Мы уже дошли до Александровского сада, на другой стороне которого находился Зимний дворец, когда услышали звук трубы – сигнал к конной атаке. Демонстранты остановились, не понимая, что означают эти звуки, и не видя, что происходит впереди. Справа от головы процессии стоял полицейский отряд, но, поскольку он не проявлял признаков враждебности, шествие возобновилось. И тут со стороны штаба Петербургского военного округа вылетела конница и прогремел первый залп. Открыл огонь и второй отряд, очевидно выстроившийся на другой стороне площади напротив Адмиралтейства. Первый залп был сделан в воздух, но уже второй нацелен в толпу, и многие упали на землю. Толпа, охваченная паникой, развернулась и стала разбегаться во все стороны. Теперь в демонстрантов стреляли сзади, и мы, зрители, побежали вместе с толпой. Не могу описать тот ужас, который мы ощущали в тот момент. Нам было совершенно ясно, что власти сделали ужасную ошибку, абсолютно не разобравшись в настроениях толпы. Какими бы ни были планы организаторов шествия, рабочие шли ко дворцу без каких-либо враждебных намерений. Они искренне верили, что придут туда, падут на колени, и тогда царь выйдет к ним или хотя бы покажется на балконе. Но встретили их не царь, а пули. Это была историческая ошибка, за которую и монархии, и России пришлось очень дорого заплатить.
Судя по первым оценкам, число убитых и раненых превышало 200–300 человек. Поспешно приехали кареты скорой помощи, и те, кто остался цел, помогали грузить в них раненых мужчин, женщин и детей. Все смешалось, толпа постепенно рассеивалась по соседним улицам. Самого Гапона спасли доброжелатели: ему сбрили бороду, одели в гражданское платье и вывезли из города. Из своего укрытия Гапон отправил рабочим послание, в котором призывал проклятия на голову монархии и царя.

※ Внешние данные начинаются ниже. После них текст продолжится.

Issue #1502, opened 2020-12-18
two-step 'disconnect' option with custom message


tlcarpenter:
**Is your feature request related to a problem? Please describe.**
The request is related to a security issue I submitted to Apple. I'm wondering if there is a way to communicate privately via email, if necessary, about the issue.

**Describe the solution you'd like**
An option to display a custom message when noVNC's 'disconnect' button is clicked; the message would be displayed prior to noVNC being disconnected and would give the user the option to cancel the 'disconnect' action or to proceed with disconnecting.

**Describe alternatives you've considered**
Not aware of any.

**Additional context**

samhed:
You'd like a confirmation popup when disconnecting? Why would this have to be custom? And what does it have to do with Apple?

CendioOssman:
I'm not so sure about the ability to customize this. But a general message could be interesting.

One issue though is how to hide it for users that understand how this works. E.g. a "Don't show this again" check box. We don't currently have any mechanism for that.

samhed:
Couldn't such a "don't show this again"-choice be saved alongside the rest of the UI settings in the web storage?

CendioOssman:
Yes, sorry. I got this confused with TigerVNC where we don't have as flexible storage. :)

yatru:
In the same line, could be added an option to send some key combination to logout the remote user then you click "disconnect" being those key combinations configurable in the parameters, for example for windows & ubuntu (windows + L) to lock the user or (Ctrl+Alt+Del) to logout in ubuntu

PR #1575, opened 2021-09-03
Adding disconnect_message Confirmation dialog

yatru:
When parameter disconnect_message is set, it will show a message to confirm the disconnection being its value the text on the confirm dialog.

This is related to the issue #1502 "two-step 'disconnect' option with custom message #1502"

### DIFF
--- a/app/ui.js
+++ b/app/ui.js
@@ -1047,6 +1047,10 @@ const UI = {
     },
 
     disconnect() {
+        // When parameter disconnect_message is set, it will show a message to confirm the disconection being its value the text on the confirm dialog
+        if (WebUtil.getConfigVar('disconnect_message', false) && confirm( WebUtil.getConfigVar('disconnect_message') ) == false ) {
+            return;
+        }
         UI.rfb.disconnect();
 
         UI.connected = false;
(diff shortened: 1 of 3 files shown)


CendioOssman:
I would prefer if we start a bit more restrictive and have our own message. That way we can have it enabled by default, and we can make sure it is properly translated.

yatru:
if that the case, we can reuse the "Disconnect" string that is already translated and add a question mark

` if (WebUtil.getConfigVar('disconnect_message', false) && confirm(_("Disconnect") + " ?") == false ) {
            return;
 }`

What do you think about it ?

samhed:
Seeing as question marks work differently in different languages (for example spanish) we would need a different string anyway. No need to reuse something existing.

I suggest "Are you sure you want to disconnect?"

События Кровавого воскресенья привели к радикальным изменениям в менталитете рабочих масс, которые до того времени мало поддавались воздействию направленной на них пропаганды. Духовную связь царя с массами простых рабочих разрушили генерал Трепов и все те, кто позволил свершиться этому безумству.
Вскоре после этого адвокатская коллегия создала специальную комиссию для помощи жертвам трагедии. Для того чтобы посещать рабочие кварталы и выяснять, в каком положении оказались семьи, затронутые трагическими событиями, требовались люди. Я с готовностью принял участие в этой работе. Моя задача заключалась в том, чтобы навещать рабочих во всех частях города. Именно тогда я почувствовал колоссальную разницу в жилищных условиях различных рабочих семей, так как некоторые жили в относительно благоустроенных квартирах, а другие – в ужасающих лачугах. Жены убитых рабочих пребывали в шоке и в смятении – они не понимали, как все это случилось. В конце концов, говорили они, их мужья шли ко дворцу с самыми лучшими намерениями, они всего лишь хотели вручить царю петицию, а встретили их пулями. Эти женщины не испытывали ни возмущения, ни ненависти; они только чувствовали – произошло нечто, навсегда изменившее течение их жизни.
Естественно, Кровавое воскресенье стало настоящим подарком для левой пропаганды. Моя работа в качестве юридического консультанта для рабочих и визиты в рабочие семьи после 9 января убеждали меня в том, что эта пропаганда главным образом основана на ложных предпосылках и что понятие о «сознательном» рабочем – чистый самообман.